__PROMPT__
Which lines in the records below include the word "quantities"? Report each of them in full.

◆ ◆ ◆ ◆ ◆

PR #139, opened 2021-09-22
Rotational joints error computed on the manifold

dinies:
Created class that extends PD controller to allow computation of the error of the joints on the manifold if the joints are rotational.
The approach tries to treat the angular quantities on a manifold that ensures that regions of the domain of the angular values that are locally contiguous conceptually are also contiguous numerically.

 For example when I compare two angles alfa = 355 degs and beta = -355 degs
 I want that this result  |alfa -beta| = 20 degs instead of |alfa - beta| = 710 degs.
 Same in rads alfa = 7M_PI/4, beta= 7M_PI/4,|alfa -beta| = M_PI/2  instead of |alfa -beta| = 7*M_PI/2.
This results are obtained by bounding the values of the angular quantities in a closed interval,
 in my case [-M_PI, M_PI].

### DIFF
--- a/src/robot_dart/control/manifold_control.hpp
+++ b/src/robot_dart/control/manifold_control.hpp
@@ -1,0 +1,25 @@
+#include <robot_dart/control/pd_control.hpp>
+
+namespace robot_dart {
+    namespace control {
+
+        class ManifoldControl: public PDControl {
+        public:
+
+            ManifoldControl(const std::vector<int>& t_rotational_dofs );
+            ManifoldControl(
+                const std::vector<int>& t_rotational_dofs,
+                const Eigen::VectorXd& ctrl, bool full_control = false);
+            ManifoldControl(
+                const std::vector<int>& t_rotational_dofs,
+                const Eigen::VectorXd& ctrl,
+                const std::vector<std::string>& controllable_dofs);
+
+            Eigen::VectorXd calculate(double) override;
+
+            double boxMinus(const double alfa,  const double beta);
+        private:
+            const std::vector<int> m_rotational_dofs;
+        };
+    }
+}
--- a/src/examples/franka.cpp
+++ b/src/examples/franka.cpp
@@ -1,7 +1,7 @@
 #include <iostream>
 #include <robot_dart/robot_dart_simu.hpp>
 
-#include <robot_dart/control/pd_control.hpp>
+#include <robot_dart/control/manifold_control.hpp>
 
 #ifdef GRAPHIC
 #include <robot_dart/gui/magnum/graphics.hpp>
@@ -25,8 +25,10 @@ int main()
     // set desired positions
     Eigen::VectorXd ctrl = robot_dart::make_vector({0., M_PI / 4., 0., -M_PI / 4, 0., M_PI / 2., 0., 0.});
 
+    std::vector<int> rotational_joints(ctrl.size(),1);
+
     // add the controller to the robot
-    auto controller = std::make_shared<robot_dart::control::PDControl>(ctrl);
+    auto controller = std::make_shared<robot_dart::control::ManifoldControl>(rotational_joints,ctrl);
     robot->add_controller(controller);
     controller->set_pd(300., 50.);
 
--- a/src/robot_dart/control/manifold_control.cpp
+++ b/src/robot_dart/control/manifold_control.cpp
@@ -1,0 +1,67 @@
+#include <robot_dart/control/manifold_control.hpp>
+#include "robot_dart/robot.hpp"
+#include "robot_dart/utils.hpp"
+
+namespace robot_dart {
+    namespace control {
+   
+        ManifoldControl::ManifoldControl(const std::vector<int>& t_rotational_dofs ):
+          m_rotational_dofs(t_rotational_dofs), PDControl(){}
+
+
+        ManifoldControl::ManifoldControl(
+            const std::vector<int>& t_rotational_dofs,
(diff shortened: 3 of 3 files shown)


src/robot_dart/control/manifold_control.hpp
```diff
@@ -0,0 +1,25 @@
+#include <robot_dart/control/pd_control.hpp>
+
+namespace robot_dart {
+    namespace control {
+
+        class ManifoldControl: public PDControl {
```
costashatz, line 6: The name (`Manifold`) suggests a different type of controller. I would just enhance the existing `PDControl` class.

src/robot_dart/control/manifold_control.hpp
```diff
@@ -0,0 +1,25 @@
...
+        public:
+
+            ManifoldControl(const std::vector<int>& t_rotational_dofs );
```
costashatz, line 9: Accepting a vector of `int` is inconsistent with the rest of the libraries that accepts a vector of `std::string` (for DOF names).

src/robot_dart/control/manifold_control.hpp
```diff
@@ -0,0 +1,25 @@
...
+                const std::vector<int>& t_rotational_dofs,
+                const Eigen::VectorXd& ctrl, bool full_control = false);
+            ManifoldControl(
+                const std::vector<int>& t_rotational_dofs,
+                const Eigen::VectorXd& ctrl,
+                const std::vector<std::string>& controllable_dofs);
+
+            Eigen::VectorXd calculate(double) override;
+
+            double boxMinus(const double alfa,  const double beta);
```
costashatz, line 20: Code style comment: functions are with underscores (`box_minus`). Also this should be made protected as there is no reason for it to be in the public API.

costashatz (commented):
Hello @dinies 

Thanks for this PR. I have, however, several comments (see also comments in code):

- My main comment is that we should just enhance the `PDControl` class rather than making a new one.
- My second main comment is that what you say about the angle differences is correct, BUT in all of our cases the angles are bounded (less than [-pi,pi]) so you should have never experienced an issue (except if you created a custom robot with custom limits)
- The `PDControl` class is highly incomplete, so completing it is more than welcome

Overall, what I suggest is:
- Close this PR
- Create a new branch where you edit the `PDControl` to include the corrected code
- We do not need to take as an input which joints are rotational: we can take this information from `Robot` and `Skeleton` classes (hint: we can easily check the type of joint and see if it gives angle values: `robot->dof(name)->getJoint()->getType()`)
- I like the `box_minus` function. Is there a way to do it with less computation? For example, look how I am doing this in the [Black-DROPS code](https://github.com/resibots/blackdrops/blob/master/include/blackdrops/utils/utils.hpp#L119)

Thanks again!

jbmouret:
Hey

The box minus comes from this:
```atan2(sin(x-y), cos(x-y))``` (here: https://stackoverflow.com/questions/1878907/how-can-i-find-the-difference-between-two-angles)


There is a nice alternative, I think:
```M_PI - fabs(fmod(fabs(x - y), 2*M_PI) - M_PI);```

Otherwise, I always did the for loop to get the right angle value. It is usually fast since we do just 1-2 iterations (no idea if fmod() is fast on modern CPUs...). However, I am not sure that it does what @dinies wants.

costashatz:
> There is a nice alternative, I think:
> `M_PI - fabs(fmod(fabs(x - y), 2*M_PI) - M_PI);`

I always had trouble with `fmod`. But if this works everytime, I do not have a strong opinion.

> However, I am not sure that it does what @dinies wants.

I think it does. But found creating rotation matrices a bit of an overkill for taking the difference of 2 angles. Maybe I have misunderstood. What are you trying to do @dinies?

src/robot_dart/control/manifold_control.hpp
dinies: Agreed

src/robot_dart/control/manifold_control.hpp
dinies: I will deduce internally the type of joint as you suggested

src/robot_dart/control/manifold_control.hpp
dinies: I agree

dinies:
>  What are you trying to do @dinies?
I am trying to bound the angle between [-M_PI, M_PI] in a formally descriptive way.
I am afraid that this effort of being more explicit (using the difference of rotations) may end up in suboptimal code in terms of performances. But it is something very familiar to me so I think I will try to propose that solution instead of : 
`M_PI - fabs(fmod(fabs(x - y), 2*M_PI) - M_PI)`

costashatz:
> I am afraid that this effort of being more explicit (using the difference of rotations) may end up in suboptimal code in terms of performances. But it is something very familiar to me so I think I will try to propose that solution instead of

I do not think that I prefer that explicit code if it hurts performance. This is quite easy to explain in 1 line and if it is faster, we want the fastest code. I would even be careful about `fmod` and just stick to the `while` loop if the performance is the same. The `while` loop is quite explicit, easy to understand, and if it holds the same performance as `fmod` or rotation matrices (or better), then I surely prefer the while loop.

dinies:
I have tried the other two implementations in my unit test battery and the solution with fmod does not work everytime but the other with the double while loop gives the always the expected result.
Therefore I will try to integrate that in the PD controller and make a new PR.
Thank you for your feedback.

◆ ◆ ◆ ◆ ◆

__SOLUTION__
The approach tries to treat the angular quantities on a manifold that ensures that regions of the domain of the angular values that are locally contiguous conceptually are also contiguous numerically.
This results are obtained by bounding the values of the angular quantities in a closed interval,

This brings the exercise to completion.